Tuesday, March 9, 2010
Tuesday, March 2, 2010
It’s been casserole season lately.
Winter’s final exhale has brought a mixture of bittersweet to my circle of friends. There’s been a layoff, a cancer diagnosis, a divorce, a heart scare and a new baby. Along with these changes, comes the ever-present casserole. It is simply the right thing to do. There is something wonderful about a square of comfort delivered by loving hands.
The casserole once was an important reassurance for me. When I was in middle school, my dad was in a life-threatening car accident. My days were filled with school, followed by the long drive to the hospital and back home again. Exhausted, worried and scared, I remember coming home and seeing the casseroles spread out on our kitchen table. Their well wishes brought kind relief and warmth that is hard to explain.
Miraculously, beautifully -- the casseroles kept showing up on our kitchen table.

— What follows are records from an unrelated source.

PR #1309, opened 2017-03-07
First step for code reorganisation and factorisation (Teleinfo.cpp & EcoDevices.cpp)

DebugBill:
Before I go any further are you OK with this?
The goal is to suppress code duplication (or at least functionality duplication as both codes have been developped idependently) between two hardware pieces TeleinfoUSB and Ecodevices. 
Teleinfo is only a protocol, both devices do the electrical interface and decoding, but the data processing itself can be common. 
I tried to stick to the naming convention and called "serial" the USB serial emulator and "Base" the futue common processing class. EcoDevices is connected via Ethernet.


hardware/TeleinfoBase.cpp
```diff
@@ -0,0 +1,47 @@
...
+Author : Blaise Thauvin
+Version : 0.1
+Description : This class is used by various Teleinfo hardware decoders to process and display data
+			  It is used by EcoDevices, TeleinfoSerial and more to come
+
+History :
+0.1 2017-03-03 : Creation
+*/
+
+#include "TeleinfoBase.h"
```
gizmocuz: The first include file in a .cpp file should be
`#include "stdafx.h"`

This will also solve the compile errors

gizmocuz (commented):
Do you expect a TeleInfo over TCP ?
If not, i would not make a base/serial class

DebugBill:
Hi,

EcoDevices is basicaly a TeleinfoTCP device if you only consider its two URLs (for 2 meters) used to pull the entire set of variables formated as XML. Additionaly it provides a subset in JSON format and can also push this subset. Finally it manages two pulse counters. Most people only use the Teleinfo part of it though.

Then it exists several TeleinfoUSB devices which provide the raw data, unformated as a virtual serial port. Theoretically they should all be compatible with the current TeleinfoSerial implementation. I've only used one.

Another device I know (and plan to acquire some day) is a zigbee adatper for meters located outside of the premises (http://www.cartelectronic.fr/teleinfo-compteur-erdf/9-teleinfo-2-compteurs-xbee.html#/xbee-xbee_classique). This one manages up to two meters and according to the documentation would need a new hardware to be derived from TeleinfoSerial as it differs slightly (managing 2 meters being the main difference). 

All three devices can still share the "data to devices" code that I plan to put in TeleinfoBase as this part is absolutely identical. More devices may appear in the future. There are already a few others available, but they are proprietary and can not be connected to Domoticz (no documentation).

I will add the include line to the code so it compiles. I tested on both Linux and Pi boxes and it compiled fine whithout it so I pushed it with confidence.

Blaise

hardware/TeleinfoBase.cpp
DebugBill: done

gizmocuz:
Thanks, now it compiles under windows as well

PR #1310, opened 2017-03-07
OpenWebNet: bug fix and burglar alarm battery, network and maintenance status and fix warnings

Spugna85:
Fix wrong automatic creation of auxiliary device and update status of dry contact, introduced with the development of CEN PLUS commands.

'Unit' must be left free for the interface, so the alarm zone is used as the 'where' and not as 'interface' in UpdateAlarm function.
After this update, the alarm device will have a different ID.
Adding devices to battery status, network status and alarm maintenance.

Fix compilation Warnings.


hardware/OpenWebNetTCP.cpp
```diff
@@ -1097,6 +1097,8 @@ bool COpenWebNetTCP:: WriteToHardware(const char *pdata, const unsigned char len
 bool COpenWebNetTCP::sendCommand(bt_openwebnet& command, vector<bt_openwebnet>& response, int waitForResponse, bool silent)
 {
     csocket *commandSocket;
+	bool ret;
```
gizmocuz, line 1100: This is an uninitialized value ?
Should it be set default to false ?

Spugna85: I think is not necessary, the variable is always set before being used.
In one case from ParseData() function if you expect the response to the command, in the other case it is always set to true.

However if you want I can add to the default false value ....

gizmocuz:
Sorry, had to look 3 times ;) your right ;)
Thanks!

PR #1311, opened 2017-03-08
Fix: Hardwarecontroller.js, Init Mode1 to Mode5

hvbommel:
Xiaomi Gateway could not be configured any more after recent code change, fixed.


gizmocuz:
Thanks

PR #1314, opened 2017-03-09
Add -lresolv to make open-zwave Dev link ok

hvbommel:
Latest open-zwave Dev failed to link into domoticz because of the missing -lresolv switch in CMaketLists.txt. After this update regenerate your Makefile.


gizmocuz:
Thanks!

PR #4715, opened 2021-03-08
Changed some boost shared mutex to std mutexes

gizmocuz:
Needs more testing and work...


gizmocuz:
Thanks for the PR!

I think this is currently been done in

https://github.com/domoticz/domoticz/pull/4715

Needs more testing, but so far no issues detected

rwaaren:
Tested with dzVents integration tests and with some Python plugins (during normal processing, disabling and enabling plugins, stop and start eventsystem, stop and start dzVents.
No errors encountered

PR #4717, opened 2021-03-09
replace boost::unique_lock with std version

neheb:


neheb:
Hmm conflicts with https://github.com/domoticz/domoticz/pull/4715 . nvm.-

gizmocuz:
Yeah, there is a PR from me which should eliminate the boost shared mutexes (it's not finished yet).
It has been tested this far...
The eventsystem class has way to many mutexes in my opinion... One was/is enough (devicemutex), no need for uservariable/scene/... mutex, the speed difference would not be that much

Sweet encouragement from friends, neighbors, church ladies, people I didn’t even know. I have never been more grateful for such kindness.
When you are beat up by life, a casserole might be the best thing you can imagine. It is a glimmer of hope when none can be found. More than food, casseroles say “hang in there, you’re gonna be okay, kid.” It is a high honor to give someone that kind of hope, even if it’s only a casserole.